The commission said its preferred concentration test, the Herfindahl-Hirschman Index (HHI) — which sums the squares of the market shares of each market participant — resulted in an HHI of 1,462, “indicating a moderately concentrated, but not a highly concentrated, market.”
Even assuming there was structural market power, “there is no conclusive evidence that participants knew they had structural market power; therefore, participants would have bid competitively,” FERC said. “This is particularly likely given that the Winter Reliability Program presented a new product market with no prior auctions, making it more difficult to determine which other oil-fired generators would choose to participate and then what quantity of service each would bid (to cover their respective costs and include profits sufficient to warrant their participation in the auction).”

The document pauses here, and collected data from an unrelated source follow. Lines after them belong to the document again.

PR #5258, opened 2020-12-14
fix(Select): fix crash when opened using Enter with disabled options

### LINKED ISSUE #5257: <Select> causes a crash when opened using enter key (this.refCollection[0][0] is null)
When a `<Select>` has a bunch of disabled options on the top of the options list, and you try to open it using keyboard navigation (tab to focus, then Enter to open), it crashes with the exception `TypeError: this.refCollection[0][0] is null`.

It only happens if there are disabled options, and only when opened using keyboard navigation.

https://codesandbox.io/s/red-cdn-ywe14?file=/index.js

1.  Prepare a `<Select>` with a bunch of disabled options, like the code sandbox link above
2.  Press tab to focus on the Select
3.  Hit enter. It'll crash.

When trying to debug this in my app, I noticed that for a Select with disabled options, `this.refCollection` looks like the following:
image
As you can see, the disabled options have no refs.

The offending line seems to be https://github.com/patternfly/patternfly-react/blob/master/packages/react-core/src/components/Select/Select.tsx#L199 , it tries to focus on the first option when opened using the Enter key, but it appears that because refs aren't saved for disabled options, it fails.

I suggest that instead of assuming `this.refCollection[0][0]` would always exist, it'd be better to have something like this, to focus on the first enabled item:
```js
this.refCollection.find((item) => item[0] !== null)[0].focus()
```

It's a bug. I haven't found a workaround yet, and it makes keyboard navigation in one of our forms useless. However, the fix should hopefully be simple enough as described above.

OpenShift Cluster Manager, currently using `"@patternfly/react-core": "^4.63.3"` (I don't think we're "targeting" a specific release)

elad661:
**What**: Closes #5257

When a `<Select>` has a disabled options on top of the options list,
`this.refCollection[0]` will be an array in the shape of `[null, null]`.
This means that trying to call `this.refCollection[0][0].focus()`
will fail with TypeError in this case.

This patch fixes this issue, by finding the first non-null ref in the
collection and focusing on it, instead of assuming the first ref in the
collection is valid.

### DIFF
--- a/packages/react-core/src/components/Select/Select.tsx
+++ b/packages/react-core/src/components/Select/Select.tsx
@@ -195,8 +195,11 @@ export class Select extends React.Component<SelectProps & OUIAProps, SelectState
       this.refCollection[0][0] = this.filterRef.current;
     }
 
-    if (!prevState.openedOnEnter && this.state.openedOnEnter && !this.props.customContent && this.refCollection[0]) {
-      this.refCollection[0][0].focus();
+    if (!prevState.openedOnEnter && this.state.openedOnEnter && !this.props.customContent) {
+      const firstRef = this.refCollection.find(ref => ref !== null);
+      if (firstRef && firstRef[0]) {
+        firstRef[0].focus();
+      }
     }
 
     if (prevProps.children !== this.props.children) {


nicolethoen (approved):
Thanks for catching this!

elad661:
Reviewers:

To observe the bug, go to https://www.patternfly.org/v4/components/select and change the example code of the single select to have `isDisabled` on the first item, instead of `isPlaceholder`. Use keyboard navigation to focus on it, and then hit Enter, and it'll crash (the Select will disappear).

To test the fix, go to https://patternfly-react-pr-5258.surge.sh/components/select , and do the same thing, and the Select will open properly.

jschuler (approved):

kmcfaul (approved):

tlabaj (approved):

PR #5271, opened 2020-12-16
fix(topology): Prevent context sub menus from overflowing viewport

jeff-phillips-18:
**What**:
Fixes an issue where a topology context menu's sub menus would grow the viewport causing a window scrollbar to appear when the submenu would not fit on the screen.

**Solution**:
Fix the class on the sub menu dropdown and change the overflow prevention to be on the viewport rather than window.
Added context menus to the TopologyPackage demo for testing purposes.
Also fixes the submenu indicator padding so load order is not important.

/cc @christianvogt


kmcfaul (approved):

kmcfaul (approved):

ddonahue007 (approved):
LGTM

christianvogt:
lgtm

FERC on Wednesday resolved a dispute over overlapping congestion charges on the MISO–SPP seam when it accepted a settlement between Southwestern Electric Power Co. (SWEPCO) and the city of Prescott, Ark.
The settlement outlines a new rate schedule and documentation that the utility must provide the city for a power supply agreement (ER20-869).
Prescott filed its complaint against SWEPCO, an American Electric Power subsidiary, and MISO last April, but the issue behind the complaint can be traced to the 2013 integration of Entergy into the RTO. The city opposed Entergy’s integration because it would be moved into MISO and served by a pseudo-tie from SPP member SWEPCO under a power supply agreement. SWEPCO proposed eight years ago to build a new transmission line to buffer the city from excessive charges from MISO, but it was never built.
Prescott’s 2019 complaint claims that the failure of MISO and SWEPCO to guard it from congestion have pinned the city with about $770,000 per year in duplicate congestion charges and unreasonable transmission rates. SWEPCO neither hedged the city’s transmission congestion risks nor protected it from rate pancaking, abandoning duties under the power supply agreement, Prescott contended.
City of Prescott, Ark., water tower | Waymarking
The situation also spurred SWEPCO to file a separate complaint alleging MISO violated its joint operating agreement with SPP regarding congestion charge assessments for loads that are pseudo-tied out of MISO and into SPP. The utility said the charges resulted in a $963,974 overpayment to MISO for one four-month period in 2016. A FERC investigation into MISO and SPP’s potentially overlapping congestion charges is ongoing. (See FERC Sets Briefings on MISO, SPP Congestion Fees.)
Under the settlement agreement approved Wednesday, SWEPCO must file updated depreciation rates as formula rate inputs to FERC whenever the Louisiana Public Service Commission, Arkansas Public Service Commission or the Public Utility Commission of Texas approve changes to the utility’s state depreciation rates that would affect Prescott’s rates. If four years pass without an update, SWEPCO must make a FERC filing to update its depreciation rates.
The settlement also holds SWEPCO to providing Prescott with an annual populated formula rate, “including detailed work papers and other relevant supporting documentation, and to responding to Prescott’s requests for additional data related to the formula rate calculations.”
Finally, SWEPCO must also detail all RTO transmission charges and MISO market charges in its monthly invoices to Prescott.
FERC trial staff said the settlement agreement “reflects thoughtful and reasoned negotiations undertaken by all participants in good faith.”